3.3. Model Robustness Test and Endogeneity Test
To test the robustness of the regression results, according to the product attributes of the above five types of forest products, plywood, particleboard, and fiberboard are classified as intermediate products, wood furniture and paper products are classified as final products, the corresponding IIT and MIIT values are respectively taken as the average value of intermediate products and final products, the independent variables remain unchanged, and the empirical analysis was conducted again (
Table 7). We found that the regression results after classification subtly changed in the saliency of some variables, but most of the factors of the intermediate and final products were consistent with the significance of the corresponding variables in
Table 5 and
Table 6, especially the influence direction. The economic interpretation of the influencing factors is consistent with that in the unclassified regression results, so the empirical estimation results in this paper are robust.

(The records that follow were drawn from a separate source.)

PR #8223, opened 2022-02-25
[BACKLOG-30667] CSRF- /api/scheduler changes

sVarma1992:
[BACKLOG-30667] - CSRF- /api/scheduler changes

### DIFF
--- a/plugins/engine-configuration/assemblies/feature/src/main/feature/feature.xml
+++ b/plugins/engine-configuration/assemblies/feature/src/main/feature/feature.xml
@@ -26,6 +26,7 @@
 
   <feature name="${project.artifactId}" version="${project.version}">
     <details>${project.description}</details>
+    <bundle>mvn:com.hitachivantara.security.web/csrf-token-service-client-java-httpclient-v4/${csrf.token.service.client.version}</bundle>
   </feature>
 
   <feature name="pdi-engine-configuration-ui" version="${project.version}">
--- a/plugins/engine-configuration/assemblies/feature/src/main/feature/feature.xml
+++ b/plugins/engine-configuration/assemblies/feature/src/main/feature/feature.xml
@@ -26,7 +26,7 @@
 
   <feature name="${project.artifactId}" version="${project.version}">
     <details>${project.description}</details>
-    <bundle>mvn:com.hitachivantara.security.web/csrf-token-service-client-java-httpclient-v4/${csrf.token.service.client.version}</bundle>
+    <bundle>mvn:com.hitachivantara.security.web/csrf-token-service-client-java-httpclient-v4/${hv-security-web.version}</bundle>
   </feature>
 
   <feature name="pdi-engine-configuration-ui" version="${project.version}">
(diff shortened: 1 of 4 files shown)


plugins/engine-configuration/pom.xml
```diff
@@ -17,6 +17,7 @@
 
   <properties>
     <pdi.version>9.3.0.0-SNAPSHOT</pdi.version>
+    <csrf.token.service.client.version>0.8.0</csrf.token.service.client.version>
```
dcleao, line 20: There already exists a property in the [pentaho parent pom](https://github.com/pentaho/maven-parent-poms/blob/master/pom.xml#L353) for this that we _must_ use — `hv-security-web.version`.
So this line should be removed.

plugins/engine-configuration/impl/pom.xml
```diff
@@ -77,6 +77,12 @@
       <groupId>org.apache.httpcomponents</groupId>
       <artifactId>httpcore</artifactId>
     </dependency>
+    <dependency>
+      <groupId>com.hitachivantara.security.web</groupId>
+      <artifactId>csrf-token-service-client-java-httpclient-v4</artifactId>
+      <version>${csrf.token.service.client.version}</version>
```
dcleao, line 83: Version must be inherited from the parent pom, so please remove the `version` element.

plugins/engine-configuration/assemblies/feature/src/main/feature/feature.xml
```diff
@@ -26,6 +26,7 @@
 
   <feature name="${project.artifactId}" version="${project.version}">
     <details>${project.description}</details>
+    <bundle>mvn:com.hitachivantara.security.web/csrf-token-service-client-java-httpclient-v4/${csrf.token.service.client.version}</bundle>
```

Given the possible endogeneity problems with regression results, we tested the problems from three aspects: missing variables, measurement errors, and reverse causality [
47], and the results are shown in
Table 8. Firstly, in the choice of variables, we fully considered the influencing factors at the macro-trade level and the forestry industry level, and empirically analyzed both static and dynamic intra-industry trades. The regression results are more robust, so the possibility of missing important independent variables is less likely. Secondly, the empirical analysis data were derived from the authoritative data at the macro level, and definition and error processing of the independent variables were performed, so the possibility of measurement error is also small. Finally, as the import and export values of forest products in bilateral trading countries may affect the intra-industry trade and the intra-industry trade may also adversely affect the value of import and export forest products, we used the Davidson-MacKinnon test to identify the endogenous issue of the two independent variables of bilateral forest products. The results show that there is no obvious reverse causal relationship between the two variables and intra-industry trade. Therefore, there is no serious endogenous problem in the model.